= Problem details =
Every line of the data that contains the string "https" must be copied.

****************

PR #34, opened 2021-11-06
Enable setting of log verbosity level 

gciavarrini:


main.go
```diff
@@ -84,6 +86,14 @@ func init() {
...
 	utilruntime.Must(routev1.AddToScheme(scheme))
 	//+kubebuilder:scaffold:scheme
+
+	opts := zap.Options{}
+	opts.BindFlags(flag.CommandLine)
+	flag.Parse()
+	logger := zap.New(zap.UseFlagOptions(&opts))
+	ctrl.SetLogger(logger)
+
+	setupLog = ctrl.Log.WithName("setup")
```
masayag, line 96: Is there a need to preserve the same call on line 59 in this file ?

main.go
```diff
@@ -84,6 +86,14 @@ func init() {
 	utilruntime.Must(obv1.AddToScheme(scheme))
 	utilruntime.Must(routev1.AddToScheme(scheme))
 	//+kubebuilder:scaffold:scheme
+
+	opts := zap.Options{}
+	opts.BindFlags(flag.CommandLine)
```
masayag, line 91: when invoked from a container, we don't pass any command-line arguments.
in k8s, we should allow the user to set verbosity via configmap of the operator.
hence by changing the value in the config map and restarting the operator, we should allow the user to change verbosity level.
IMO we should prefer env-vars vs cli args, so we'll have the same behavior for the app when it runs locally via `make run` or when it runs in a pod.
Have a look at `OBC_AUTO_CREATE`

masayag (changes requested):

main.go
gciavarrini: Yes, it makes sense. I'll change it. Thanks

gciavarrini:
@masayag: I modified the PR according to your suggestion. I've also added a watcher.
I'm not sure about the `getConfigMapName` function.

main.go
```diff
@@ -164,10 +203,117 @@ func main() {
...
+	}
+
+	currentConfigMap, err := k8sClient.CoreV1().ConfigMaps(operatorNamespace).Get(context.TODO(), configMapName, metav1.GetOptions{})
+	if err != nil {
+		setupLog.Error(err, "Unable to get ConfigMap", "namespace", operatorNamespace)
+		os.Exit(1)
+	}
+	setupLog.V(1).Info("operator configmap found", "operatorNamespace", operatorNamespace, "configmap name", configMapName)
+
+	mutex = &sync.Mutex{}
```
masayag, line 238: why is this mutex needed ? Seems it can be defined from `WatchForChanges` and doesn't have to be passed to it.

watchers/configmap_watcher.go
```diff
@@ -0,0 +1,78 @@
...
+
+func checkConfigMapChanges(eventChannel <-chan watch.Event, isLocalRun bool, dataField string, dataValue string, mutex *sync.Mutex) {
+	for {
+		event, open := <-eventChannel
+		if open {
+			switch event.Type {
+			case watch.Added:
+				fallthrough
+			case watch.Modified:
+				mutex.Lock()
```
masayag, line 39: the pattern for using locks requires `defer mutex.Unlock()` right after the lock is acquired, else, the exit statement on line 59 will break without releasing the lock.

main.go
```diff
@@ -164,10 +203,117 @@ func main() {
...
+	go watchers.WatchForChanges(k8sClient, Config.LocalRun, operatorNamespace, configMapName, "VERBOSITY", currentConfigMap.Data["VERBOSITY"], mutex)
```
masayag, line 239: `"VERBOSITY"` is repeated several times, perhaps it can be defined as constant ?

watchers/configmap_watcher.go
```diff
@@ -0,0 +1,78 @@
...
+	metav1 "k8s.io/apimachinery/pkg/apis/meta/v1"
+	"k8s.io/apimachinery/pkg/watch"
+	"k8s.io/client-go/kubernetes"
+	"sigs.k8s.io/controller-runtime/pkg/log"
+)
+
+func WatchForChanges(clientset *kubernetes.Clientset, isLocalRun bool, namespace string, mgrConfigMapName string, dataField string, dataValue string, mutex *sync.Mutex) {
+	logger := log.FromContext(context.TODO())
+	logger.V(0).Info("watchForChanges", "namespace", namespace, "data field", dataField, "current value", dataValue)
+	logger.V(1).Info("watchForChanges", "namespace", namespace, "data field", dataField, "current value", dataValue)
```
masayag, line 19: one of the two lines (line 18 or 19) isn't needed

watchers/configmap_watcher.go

****************

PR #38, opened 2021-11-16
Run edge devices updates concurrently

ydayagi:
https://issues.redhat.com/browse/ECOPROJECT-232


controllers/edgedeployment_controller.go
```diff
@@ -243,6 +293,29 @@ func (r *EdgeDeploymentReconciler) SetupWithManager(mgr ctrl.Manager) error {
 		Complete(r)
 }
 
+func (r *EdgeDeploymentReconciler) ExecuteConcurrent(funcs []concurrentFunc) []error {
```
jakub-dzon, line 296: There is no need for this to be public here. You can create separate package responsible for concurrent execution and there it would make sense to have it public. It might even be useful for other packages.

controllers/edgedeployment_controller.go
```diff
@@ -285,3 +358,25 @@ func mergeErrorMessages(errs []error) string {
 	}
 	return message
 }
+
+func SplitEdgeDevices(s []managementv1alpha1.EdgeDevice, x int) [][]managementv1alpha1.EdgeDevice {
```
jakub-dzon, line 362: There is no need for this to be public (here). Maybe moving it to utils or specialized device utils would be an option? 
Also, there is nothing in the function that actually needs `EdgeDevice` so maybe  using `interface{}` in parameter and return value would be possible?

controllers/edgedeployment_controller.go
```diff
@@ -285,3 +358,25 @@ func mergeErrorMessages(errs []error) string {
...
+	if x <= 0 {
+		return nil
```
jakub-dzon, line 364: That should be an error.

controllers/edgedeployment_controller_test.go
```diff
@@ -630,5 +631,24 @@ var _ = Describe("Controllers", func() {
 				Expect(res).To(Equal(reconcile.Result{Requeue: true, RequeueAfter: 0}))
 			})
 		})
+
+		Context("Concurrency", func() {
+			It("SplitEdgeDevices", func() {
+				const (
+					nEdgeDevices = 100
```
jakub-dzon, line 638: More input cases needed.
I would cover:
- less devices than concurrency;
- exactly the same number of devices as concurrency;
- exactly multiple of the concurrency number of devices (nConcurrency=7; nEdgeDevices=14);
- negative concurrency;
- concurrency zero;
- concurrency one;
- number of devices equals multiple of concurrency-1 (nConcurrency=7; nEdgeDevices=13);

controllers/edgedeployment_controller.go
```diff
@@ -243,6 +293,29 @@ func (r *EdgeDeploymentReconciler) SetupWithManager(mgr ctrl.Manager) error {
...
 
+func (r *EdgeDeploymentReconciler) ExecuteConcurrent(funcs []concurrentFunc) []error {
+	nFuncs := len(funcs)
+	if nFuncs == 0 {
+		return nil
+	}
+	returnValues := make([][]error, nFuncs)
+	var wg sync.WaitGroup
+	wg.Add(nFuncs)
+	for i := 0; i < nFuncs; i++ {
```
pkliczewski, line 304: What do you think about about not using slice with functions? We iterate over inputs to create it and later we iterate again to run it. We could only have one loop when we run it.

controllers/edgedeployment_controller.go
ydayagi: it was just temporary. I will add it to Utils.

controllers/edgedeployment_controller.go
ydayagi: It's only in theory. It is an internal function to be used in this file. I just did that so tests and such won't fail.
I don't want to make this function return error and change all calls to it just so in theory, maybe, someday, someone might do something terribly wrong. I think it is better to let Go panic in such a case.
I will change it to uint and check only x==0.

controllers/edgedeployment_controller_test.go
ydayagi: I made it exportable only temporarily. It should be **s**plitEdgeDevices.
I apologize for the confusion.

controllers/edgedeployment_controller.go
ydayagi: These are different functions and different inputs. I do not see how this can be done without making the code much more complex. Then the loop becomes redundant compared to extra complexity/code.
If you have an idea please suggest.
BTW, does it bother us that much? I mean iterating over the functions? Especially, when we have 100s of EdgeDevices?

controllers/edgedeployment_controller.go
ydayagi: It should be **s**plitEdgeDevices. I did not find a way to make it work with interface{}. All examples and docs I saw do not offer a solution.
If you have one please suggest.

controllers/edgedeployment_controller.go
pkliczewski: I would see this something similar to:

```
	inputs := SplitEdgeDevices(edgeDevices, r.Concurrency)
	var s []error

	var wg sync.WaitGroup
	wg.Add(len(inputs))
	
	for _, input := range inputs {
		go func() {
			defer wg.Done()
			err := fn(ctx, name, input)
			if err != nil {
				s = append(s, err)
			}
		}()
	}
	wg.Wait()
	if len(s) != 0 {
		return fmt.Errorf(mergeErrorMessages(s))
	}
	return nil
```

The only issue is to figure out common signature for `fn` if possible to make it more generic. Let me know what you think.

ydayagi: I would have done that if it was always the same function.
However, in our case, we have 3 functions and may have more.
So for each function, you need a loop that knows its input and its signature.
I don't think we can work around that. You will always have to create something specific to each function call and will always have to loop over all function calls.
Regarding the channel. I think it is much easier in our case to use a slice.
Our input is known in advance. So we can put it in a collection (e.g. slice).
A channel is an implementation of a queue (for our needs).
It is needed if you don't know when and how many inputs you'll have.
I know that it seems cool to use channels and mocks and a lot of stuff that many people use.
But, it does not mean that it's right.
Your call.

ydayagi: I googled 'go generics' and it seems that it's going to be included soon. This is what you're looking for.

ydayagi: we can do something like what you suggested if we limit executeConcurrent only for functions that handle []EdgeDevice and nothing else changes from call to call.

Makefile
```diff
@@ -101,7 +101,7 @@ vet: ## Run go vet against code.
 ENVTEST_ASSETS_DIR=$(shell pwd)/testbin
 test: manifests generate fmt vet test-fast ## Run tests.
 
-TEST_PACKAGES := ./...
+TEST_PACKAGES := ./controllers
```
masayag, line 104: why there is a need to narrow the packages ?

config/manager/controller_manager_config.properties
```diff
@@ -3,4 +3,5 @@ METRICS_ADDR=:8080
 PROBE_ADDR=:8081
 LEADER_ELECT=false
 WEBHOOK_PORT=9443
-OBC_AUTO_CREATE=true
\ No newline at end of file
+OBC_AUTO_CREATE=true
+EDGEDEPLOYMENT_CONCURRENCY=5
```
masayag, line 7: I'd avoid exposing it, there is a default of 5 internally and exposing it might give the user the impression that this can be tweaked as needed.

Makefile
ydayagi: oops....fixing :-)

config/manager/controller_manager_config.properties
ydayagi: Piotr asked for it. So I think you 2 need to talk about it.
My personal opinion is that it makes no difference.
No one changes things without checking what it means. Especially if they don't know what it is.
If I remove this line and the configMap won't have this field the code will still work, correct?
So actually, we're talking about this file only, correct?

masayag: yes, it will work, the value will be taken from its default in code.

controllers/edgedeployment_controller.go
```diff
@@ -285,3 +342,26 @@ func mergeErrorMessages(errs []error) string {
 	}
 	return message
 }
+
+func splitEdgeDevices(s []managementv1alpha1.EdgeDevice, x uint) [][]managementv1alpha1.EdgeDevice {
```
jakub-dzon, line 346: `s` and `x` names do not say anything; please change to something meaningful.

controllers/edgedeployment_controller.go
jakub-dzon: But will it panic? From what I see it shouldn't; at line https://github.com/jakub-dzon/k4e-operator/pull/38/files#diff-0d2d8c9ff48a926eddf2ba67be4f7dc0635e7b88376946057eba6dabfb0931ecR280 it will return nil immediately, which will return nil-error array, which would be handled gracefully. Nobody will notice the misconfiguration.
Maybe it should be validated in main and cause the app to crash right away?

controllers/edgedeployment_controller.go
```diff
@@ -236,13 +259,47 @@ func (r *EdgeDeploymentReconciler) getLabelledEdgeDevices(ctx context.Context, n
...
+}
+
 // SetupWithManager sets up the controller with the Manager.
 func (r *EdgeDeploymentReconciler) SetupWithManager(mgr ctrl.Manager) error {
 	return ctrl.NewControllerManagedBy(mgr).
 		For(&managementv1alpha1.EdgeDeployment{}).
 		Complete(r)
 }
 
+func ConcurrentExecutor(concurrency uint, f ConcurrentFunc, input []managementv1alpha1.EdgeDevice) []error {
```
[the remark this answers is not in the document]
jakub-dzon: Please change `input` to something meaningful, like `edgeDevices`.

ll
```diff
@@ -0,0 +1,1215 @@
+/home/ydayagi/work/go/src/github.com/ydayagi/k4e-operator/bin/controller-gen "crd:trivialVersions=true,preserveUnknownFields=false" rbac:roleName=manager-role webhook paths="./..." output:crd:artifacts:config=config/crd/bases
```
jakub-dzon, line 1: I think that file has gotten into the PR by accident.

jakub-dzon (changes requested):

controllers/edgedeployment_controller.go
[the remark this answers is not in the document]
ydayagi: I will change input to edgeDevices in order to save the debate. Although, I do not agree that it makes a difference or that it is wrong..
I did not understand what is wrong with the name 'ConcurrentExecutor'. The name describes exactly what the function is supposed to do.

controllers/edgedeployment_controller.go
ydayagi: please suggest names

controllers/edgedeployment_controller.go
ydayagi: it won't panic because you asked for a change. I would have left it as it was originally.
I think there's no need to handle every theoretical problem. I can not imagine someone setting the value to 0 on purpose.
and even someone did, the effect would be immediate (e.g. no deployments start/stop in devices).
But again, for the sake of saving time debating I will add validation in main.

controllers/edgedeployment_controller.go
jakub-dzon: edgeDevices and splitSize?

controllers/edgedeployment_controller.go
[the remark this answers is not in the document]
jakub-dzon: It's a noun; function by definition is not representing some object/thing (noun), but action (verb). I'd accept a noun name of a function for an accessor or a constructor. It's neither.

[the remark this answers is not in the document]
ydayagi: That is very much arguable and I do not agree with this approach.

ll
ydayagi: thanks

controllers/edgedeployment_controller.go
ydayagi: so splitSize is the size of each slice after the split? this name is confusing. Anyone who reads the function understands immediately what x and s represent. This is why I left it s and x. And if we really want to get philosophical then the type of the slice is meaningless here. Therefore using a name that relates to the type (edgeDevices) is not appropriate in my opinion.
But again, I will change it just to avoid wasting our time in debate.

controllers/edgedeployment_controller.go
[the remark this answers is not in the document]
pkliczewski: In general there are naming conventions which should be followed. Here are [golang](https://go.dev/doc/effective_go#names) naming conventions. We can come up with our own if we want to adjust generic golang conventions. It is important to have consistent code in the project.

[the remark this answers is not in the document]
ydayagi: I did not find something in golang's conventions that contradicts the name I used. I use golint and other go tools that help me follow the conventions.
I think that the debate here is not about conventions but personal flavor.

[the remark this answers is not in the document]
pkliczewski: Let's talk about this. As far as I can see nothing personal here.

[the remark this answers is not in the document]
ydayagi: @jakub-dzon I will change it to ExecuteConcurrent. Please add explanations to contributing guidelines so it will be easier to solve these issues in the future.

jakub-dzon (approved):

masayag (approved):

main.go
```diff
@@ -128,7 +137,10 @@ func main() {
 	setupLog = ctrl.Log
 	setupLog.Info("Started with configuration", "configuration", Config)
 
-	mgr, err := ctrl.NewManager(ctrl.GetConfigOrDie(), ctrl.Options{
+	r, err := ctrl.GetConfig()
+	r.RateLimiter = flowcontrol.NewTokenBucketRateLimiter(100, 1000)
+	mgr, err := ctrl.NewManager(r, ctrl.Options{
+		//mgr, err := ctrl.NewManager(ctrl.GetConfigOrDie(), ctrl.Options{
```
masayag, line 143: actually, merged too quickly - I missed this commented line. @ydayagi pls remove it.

****************

= Answer space =
https://issues.redhat.com/browse/ECOPROJECT-232
jakub-dzon: But will it panic? From what I see it shouldn't; at line https://github.com/jakub-dzon/k4e-operator/pull/38/files#diff-0d2d8c9ff48a926eddf2ba67be4f7dc0635e7b88376946057eba6dabfb0931ecR280 it will return nil immediately, which will return nil-error array, which would be handled gracefully. Nobody will notice the misconfiguration.
pkliczewski: In general there are naming conventions which should be followed. Here are [golang](https://go.dev/doc/effective_go#names) naming conventions. We can come up with our own if we want to adjust generic golang conventions. It is important to have consistent code in the project.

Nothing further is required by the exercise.